On the role of memorization in learned priors for geophysical inverse problems

arXiv stat.ML / 3/23/2026

📰 NewsIdeas & Deep AnalysisModels & Research

Key Points

  • The paper analyzes memorization risks in learned priors trained on limited geophysical data for seismic inversion.
  • It shows that the posterior under a memorized prior behaves like a reweighted empirical distribution, effectively a likelihood-weighted lookup of training examples.
  • In diffusion models, memorization yields a Gaussian mixture prior, and linearizing the forward operator around training examples yields a Gaussian mixture posterior with widths and shifts governed by local Jacobians.
  • The authors validate these predictions on a stylized inverse problem and illustrate the practical consequences through diffusion posterior sampling for full waveform inversion.
  • These results highlight potential memorization effects when using data-driven priors in geophysics and suggest caution in training and applying such models with scarce data.

Abstract

Learned priors based on deep generative models offer data-driven regularization for seismic inversion, but training them requires a dataset of representative subsurface models -- a resource that is inherently scarce in geoscience applications.

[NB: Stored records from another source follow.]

PR #688, opened 2021-12-19
Add Test strategy

### LINKED ISSUE #675: Test all metrics on GPU
## 🚀 Feature

Add an option to run tests on a single GPU.

### Motivation

Currently tests for metrics are usually run via  [`run_class_metric_test`](https://github.com/PyTorchLightning/metrics/blob/master/tests/helpers/testers.py#L391), which defaults to CPU if only a sinlge GPU is present. This can cause issues with CUDA to go into a release unnoticed.

### Pitch

Fix quietly switching to cpu even if ddp=False and GPUs are available.
Updating `run_class_metric_test` to test on single gpu, cpu and both using ddp if available/selected.

### Alternatives

Accept incomplete test coverage.

twsl:
## What does this PR do?

Fixes #675

## Before submitting

## PR review

## Did you have fun?

### DIFF
--- a/requirements/test.txt
+++ b/requirements/test.txt
@@ -2,6 +2,7 @@ coverage>5.2
 codecov>=2.1
 pytest>=6.0
 pytest-cov>2.10
+pytest-cases>=3.6.5
 # pytest-xdist
 # pytest-flake8
 flake8
--- a/tests/detection/test_map.py
+++ b/tests/detection/test_map.py
@@ -16,8 +16,9 @@ from collections import namedtuple
 
 import pytest
 import torch
+from pytest_cases import parametrize_with_cases
 
-from tests.helpers.testers import MetricTester
+from tests.helpers.testers import MetricTester, MetricTesterDDPCases
 from torchmetrics.detection.map import MAP
 from torchmetrics.utilities.imports import _TORCHVISION_AVAILABLE, _TORCHVISION_GREATER_EQUAL_0_8
 
@@ -174,8 +175,8 @@ class TestMAP(MetricTester):
 
     atol = 1e-1
 
-    @pytest.mark.parametrize("ddp", [False, True])
-    def test_map(self, ddp):
+    @parametrize_with_cases("ddp,device", cases=MetricTesterDDPCases, has_tag="strategy")
+    def test_map(self, ddp, device):
         """Test modular implementation for correctness."""
         self.run_class_metric_test(
             ddp=ddp,
@@ -185,6 +186,7 @@ class TestMAP(MetricTester):
             sk_metric=_compare_fn,
             dist_sync_on_step=False,
             check_batch=False,
+            device=device,
             metric_args={"class_metrics": True},
         )
 
--- a/tests/helpers/testers.py
+++ b/tests/helpers/testers.py
@@ -349,8 +349,7 @@ class MetricTesterDDPCases:
     def case_ddp_false_device_cpu(self):
         return False, "cpu"
 
-    # @pytest.mark.skipif(os.cpu_count() < 2, reason="More than one CPU Core required")
-    @case(tags="strategy")  # order is important, @case after @pytest.mark or markers as argument for @case
+    @case(tags="strategy")
     def case_ddp_true_device_cpu(self):
         return True, "cpu"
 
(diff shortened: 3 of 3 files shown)


Borda:
well seems that some tests at the beginning is hanging, have you tried to run it locally?

tests/classification/test_auc.py
```diff
@@ -55,22 +55,29 @@ def sk_auc(x, y, reorder=False):
 
 @pytest.mark.parametrize("x, y", _examples)
 class TestAUC(MetricTester):
-    @pytest.mark.parametrize("ddp", [False])
+    @pytest.mark.parametrize(MetricTesterDDPCases.name_strategy(), MetricTesterDDPCases.cases_strategy())
```
twsl, line 58: DDP apparently fails and therefore was probably excluded in the tests, yet there is no mention in the docs, that DDP is not supported.

twsl: @Borda @SkafteNicki any idea how to handle this? removing the full ddp/device strategy and opening an issue to fix auc would be my recommendation

tests/audio/test_pesq.py
```diff
@@ -75,25 +75,28 @@ def average_metric(preds, target, metric_func):
 class TestPESQ(MetricTester):
     atol = 1e-2
 
-    @pytest.mark.parametrize("ddp", [True, False])
+    @pytest.mark.parametrize(MetricTesterDDPCases.name_strategy(), MetricTesterDDPCases.cases_strategy())
```
Borda, line 78: I would say it is cleaner if it will be a constant or function returning tuple:
```py
def ddp_name_options():
    return "ddp", (True, False)
```
and later:
```py
@pytest.mark.parametrize(*ddp_name_options())
```

Borda: but anyway why is this needed?

Borda (commented):
hi, thx for this PR, just very sure if it is really needed... what you try to set here is running CPU and GPU in a single test call, but even now we are trying to optimize the test to run as efficiently as possible, so on CPU machine run just CPU version and on GPU run CUDA version (and skip CPU version as it was run already elsewhere)
Said so I think that is also by user expectation, test on the best available resources, so on GPU machine run CUDA tests and on CPU imagine the rest... so if you have a case that you have GPU and you want to run CPU test you can simply disable GPU visibility for the particular run, for example: `CUDA_VISIBLE_DEVICES=-1 pytest ...`

tests/audio/test_pesq.py
twsl: The reason I added this stategy was that now all available test cases are generated and you can explicitly test them locally. This way you can guarantee full coverage, don't depend on the ci machines or some launch flags and each test states on which device it runs. This way you dont have to check the machine stats to e.g. find out, if a test failed on single or multi gpu.
In order to optimize the tests, having an additional skip condition with an env var could achieve the same. Especially for test optimization you could then run ddp=false on a machine with a single gpu and ddp=True on one with multiple.
I'm fine putting it into a single function, my idea was to stick with two parameter style of `parametrize`

justusschock: I agree with @Borda that it would be better to  return a tuple there.

For the general purpose: I think we should split this between arguments for every test (like devices and maybe also ddp strategies) for which we should use pytest fixtures (that's what they are there for) and then you could call `pytest --devices=XX tests`. For test-specific arguments this approach is fine IMO

tests/classification/test_auc.py
SkafteNicki: Its hard for me to remember, but basically AUC needs ordered input to be working and while we are testing on ordered input when we move to `ddp` it somehow gets unordered. I wonder if we should just set the `reorder` flag to `True` whenever `ddp=True`.

tests/audio/test_pesq.py
twsl: I'm unsure how to continue with this. Any suggestions?

maximsch2:
@SkafteNicki , I think it makes sense to merge this first before merging #867 to make sure things continue working correctly on GPUs.

Borda:
Thank you for your suggestion, but atm we are in the process of additional test optimization :innocent:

Since the training objective of most generative models can be cast as maximum likelihood on a finite dataset, any such model risks converging to the empirical distribution -- effectively memorizing the training examples rather than learning the underlying geological distribution. We show that the posterior under such a memorized prior reduces to a reweighted empirical distribution -- i.e., a likelihood-weighted lookup among the stored training examples. For diffusion models specifically, memorization yields a Gaussian mixture prior in closed form, and linearizing the forward operator around each training example gives a Gaussian mixture posterior whose components have widths and shifts governed by the local Jacobian. We validate these predictions on a stylized inverse problem and demonstrate the consequences of memorization through diffusion posterior sampling for full waveform inversion.